Sergio estaba agotado. Su mente imploraba un respiro de toda aquella tormenta; estaba harto de pelear, de discutir, de alzar la voz con la esperanza de ser escuchado por alguien que, en el pasado, había sido su esposo y el amor de su vida. Ahora, cada día se sentía más débil, como si el peso de proteger a Yuki estuviera quebrando poco a poco su espíritu. Su pecho dolía al pensar en las decisiones que lo habían llevado hasta ese punto. Si nunca se hubiera separado de Kobayashi, quizás su hijo no estaría sufriendo todo esto. Tal vez, incluso, Max no estaría involucrado en este pozo de problemas que parecía no tener fin.
Y ahí estaba él, empujando con todas sus fuerzas aquella puerta de madera que Kamui intentaba abrir desde el otro lado. Su respiración era errática, y las gotas de sudor bajaban por su frente. Le había dicho que no quería volver a verlo, que no lo buscara más, pero sabía que Kamui no se rendiría tan fácilmente. Siempre encontraba una manera de volver, de invadir su vida, de intentar arrebatarle lo que más amaba.
—Vamos, Sergio... ¿Por qué tienes que hacerlo tan complicado? —La voz del japonés, cargada de exasperación y falsa calma, llegó con claridad a través de la puerta mientras él empujaba con más fuerza—. No lo hagas más difícil, maldita sea...

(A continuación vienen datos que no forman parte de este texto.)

Issue #408, opened 2014-07-25
Mac OS X 10.7.5 - Beaker 0.55 missing nib file?


randompi:
The application won't launch for me.  When run from the command line:

localhost:MacOS user$ ./Beaker 
2014-07-25 14:04:26.601 Beaker[12959:707] Unable to load nib file: MainMenu, exiting

scottdraves:
Thanks for the bug report.  We didn't have a 10.7 machine to test on, just 10.9 and 10.8.
Sorry it didn't work for you.
I did use what I thought were XCode settings to work with 10.6 and above but there must be more to it, I will look into it.

This article http://apple.slashdot.org/story/14/02/27/1513248/apple-drops-snow-leopard-security-updates-doesnt-tell-anyone
says that 20% of general users still have 10.6 so I would guess even more have 10.7.

melmac48:
currently don't support back beyond 10.8. Will look into expanding text matrix and support in v2

eubrandt:
I have a 10.6 machine if you'd like reports of trial runs there.

(I can take a crack at it myself, but my guess is Xcode 3 may not cut it either.)

doctorbrassica:
Can confirm this error in 10.7.4, late 2011 machine.  Also confirmed there are plenty of 10.7 machines out there.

Sergio apretó los dientes, sus manos temblaban por el esfuerzo de mantener la puerta cerrada. Sentía cómo su mente se llenaba de pensamientos oscuros y desesperados. Jamás había imaginado que, a sus 30 años, estaría viviendo algo así. ¿Qué debía hacer? ¿Ceder y dejar que Kamui ganara de una vez por todas? ¿Seguir peleando, aunque cada fibra de su ser estaba al borde del colapso? ¿Estaban bien Max y Yuki en Inglaterra? ¿Había sido un error regresar a Mónaco solo para enfrentar a Kamui y tratar de explicarle lo cansado que estaba?
—¡Te dije que no volvieras a buscarme! —gritó con voz temblorosa, luchando por mantener su postura firme contra la puerta que amenazaba con ceder.
—Y yo te dije que no me iba a ir sin lo que quiero. —El tono de Kamui se volvió más frío, más amenazante—. ¿Cuánto más vas a resistir, Sergio? Sabes que tarde o temprano siempre consigo lo que quiero.
Pérez cerró los ojos por un momento, intentando calmar el pánico que se acumulaba en su pecho. Cada palabra de Kamui era como una daga que le recordaba su situación desesperada. Pero no podía ceder. No iba a dejar que aquel hombre volviera a controlar su vida ni a dañar a Yuki. Con el poco coraje que le quedaba, empujó con más fuerza contra la puerta, intentando bloquear el avance de su agresor.
—No te lo voy a dar, Kamui —susurró con un hilo de voz, pero cargado de determinación—. No esta vez.
La batalla entre ambos seguía, no solo física, sino también emocional. Sergio sabía que su resistencia no duraría para siempre, pero por ahora, no iba a dejar que Kamui ganara.
Ya harto de todo aquello, Kobayashi empujó la puerta con fuerza suficiente para abrirla de golpe.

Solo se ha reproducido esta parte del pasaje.